[Working data — start]
PR #1365, opened 2019-06-06
Fix lam deployment npe

NickAragua:
This change fixes an NPE when the bot considers deploying a LAM in fighter mode within weapons range of a hostile unit. The number of locations changes between fighter and mech/airmech modes, so we need to translate the location appropriately.

Got lazy and based it off my previous PR, which is why you see the extra file.

### DIFF
--- a/megamek/src/megamek/common/LandAirMech.java
+++ b/megamek/src/megamek/common/LandAirMech.java
@@ -2108,18 +2108,4 @@ public class LandAirMech extends BipedMech implements IAero, IBomber {
             }
         }
     }
-    
-    /**
-     * Override of Entity's getBadCriticals which translates the given location
-     * to its aero equivalent if the LAM is in fighter mode.
-     */
-    @Override
-    public int getBadCriticals(int type, int index, int loc) {
-        if(getConversionMode() == CONV_MODE_FIGHTER) {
[Working data — finish]
Activity. Among the lines of the material above, find those with the word "LandAirMech". Copy each one.

Written response.
--- a/megamek/src/megamek/common/LandAirMech.java
+++ b/megamek/src/megamek/common/LandAirMech.java
@@ -2108,18 +2108,4 @@ public class LandAirMech extends BipedMech implements IAero, IBomber {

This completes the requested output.